Britta Siegers (born 4 July 1966) is a retired German wheelchair tennis player and Paralympic swimmer who competed in international level events. She was the first German disabled athlete to compete in two different sports at the Paralympics: she was a swimmer from 1984 to 1992 and returned twelve years later as a wheelchair tennis player at the 2004 Summer Paralympics.

==Swimming career==
Siegers' first sport was swimming when she started in 1969 after she lost both of her legs in a train accident aged two years old.

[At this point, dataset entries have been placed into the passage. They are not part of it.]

PR #256, opened 2015-04-30
Display a help message when running the jar directly and add support for headless self-install

Mumfrey:
This PR adds functionality to have the Sponge mod jar generate a help message if the user tries to run it directly, and also provides a self-install mechanism for headless servers designed to make the transition from other *"just run the jar"* platforms more straightforward.

### Generated Help Message

Running the sponge jar in the console now produces the following message:

    --------------------------------------------------------------------------------
    
      Oops! You attempted to run the Sponge Forge Mod directly!
    
      This jar file is a mod for Minecraft Forge. You can run this file as a Forge
      mod by installing Minecraft Forge and simply dropping the jar file into the
      Forge "mods" directory. You can get Minecraft Forge from:
    
        http://files.minecraftforge.net/
    
      Once you have downloaded and installed Forge, you can load Sponge as a mod.
    
    
      Alternatively, for headless server installations you can use this Sponge jar
      as a launcher for Minecraft Forge. To use the jar as a launcher, you can:
    
        1) Install Minecraft Forge and the dependencies by running:
    
            java -jar sponge-1.8-1371-2.1DEV-0.jar install
    
        2) Run Minecraft Forge with Sponge by running
    
            java -jar sponge-1.8-1371-2.1DEV-0.jar run {args}
    
    
      If you need more help, you should check out our forums:
    
        http://forums.spongepowered.org/
    
    --------------------------------------------------------------------------------

This is intended to really drive home the fact that this jar is a **Minecraft Forge Mod** and not a stand-alone server. It also tells users where to go to download Forge, and where to go to get help.

If the environment is detected as being graphical, then the following dialog is displayed instead:

The clickable link takes the user directly to the Minecraft Forge downloads page.

### Headless Self-Installation

For users used to bukkit, having to download and install Forge seperately is inconvenient, especially if the server owner only wishes to run Sponge. Whilst it would be perfectly possible to have the jar automatically self-install Forge if run directly, I feel it's important that the user *knows* they are effectively using the jar as a *launcher* for Forge, and thus encourage them to run an **install** step followed by a **run** step. I think it would also be useful at some point to add a **setup** step which grabs the file and also writes out a bootstrap script which can then be customised and copies the sponge mod jar into the *mods* folder, effectively putting the user back in the state they would have been if they'd installed Forge separately.

The self-installation process uses Apache Ivy and is thus quite robust and can be easily maintained going forward.

The self-installation also creates the same `libraries` folder structure as the Minecraft launcher and the Minecraft Forge installer for consistency.

### Benefits

These features present the following benefits:

* Catches users who don't read the instructions and just try to run the jar, explains what the jar is and also points them to resources they will need.

* Doesn't obfuscate the fact that Forge is in the mix, in fact it rubs it right in the user's face so that they are aware that this is a Forge mod and they're using Forge.

* Self-Install feature uses Apache Ivy and thus updating will use the local Ivy cache where appropriate, this means that even if the user deletes the whole `libraries` folder it can simply be re-deployed from the Ivy cache without having to re-download everything. It also makes maintenance of dependencies and transitive dependencies a breeze because Ivy is awesome.

* Because Forge is downloaded by the implementation, it is guaranteed to be the correct version.

* If the user downloads a new Sponge and runs the same process, the new Forge will automatically be downloaded but existing dependencies will be used straight from the Ivy cache

### META-INF Additions

I have also updated the manifest with the target Forge version and Forge build. The intention is that these data can be used to provide more helpful error messages in other crash messages such as the mixin failure messages.

### One-command deployment for platforms

The self-installer also includes a command `go` which executes the same tasks as `install` followed by `run`. This means that for server platforms and other shared hosting solutions there is no "set up" step, the jar can simply be executed and trusted to set up and run Sponge in a single pass.


Mumfrey:
Pinging @Zidane and @bloodmc

src/main/resources/org/spongepowered/launch/ivysettings.xml
```diff
@@ -0,0 +1,12 @@
+<?xml version="1.0" encoding="ISO-8859-1"?>
+<ivysettings>
+    <settings defaultResolver="sponge" />
+    <resolvers>
+        <chain name="sponge">
+			<ibiblio name="m2" m2compatible="true" />
```
progwml6: our repo should be added here and central should NOT be in this list at all... all libraries that are not hosted by mojang itself that are needed are mirrored in our repository

Mumfrey: Funny, that's what I started with but it seems like the identifiers for some of the artefacts are wrong because it wouldn't pull scala off the forge repo for some reason.

progwml6: the forge repo keeps all the libraries compressed we have the raw uncompressed versions in our repo

nightpool:
loving this. such a cool idea.

ZephireNZ:
This is only if it is run from commandline, right? It won't catch users who try and run the jar in a GUI environment?

Mumfrey:
Now it displays this if you start the jar by double-clicking on it in windows or macos:

kenzierocks:
So pretty.

ST-DDT:
This is a cool feature, maybe we should move it to the API (jar), then we could just overwrite the help text file in the Sponge. That way we have consistent help/startup-error messages/windows/bevahiour along all sponge jars. (SpongeAPI, SpongeCommon, SpongeVanilla, SpongeForge....)

gabizou:
You know... it would be great if you could provide the same Panel for [SpongeAPI's Main](https://github.com/SpongePowered/SpongeAPI/blob/master/src/main/java/org/spongepowered/api/util/InformativeMain.java)...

She swam competitively in 1984 at the Summer Paralympics and won her first medals there. Her most successful Paralympic Games was in 1992 where she won five gold medals, two silvers and one bronze medal, she narrowly missed winning her consecutive freestyle titles after being beaten by Priya Cooper in both the 50m and 100m freestyle S8.

==Tennis career==
Siegers began playing wheelchair tennis in the early 1994 after her retirement to swimming in 1992. She won seven singles titles and eleven doubles titles and her highest ranking was World No. 8 in July 2003, she competed at her fourth and last Summer Paralympics Games in Athens in 2004 where she reached the quarterfinals in the women's singles.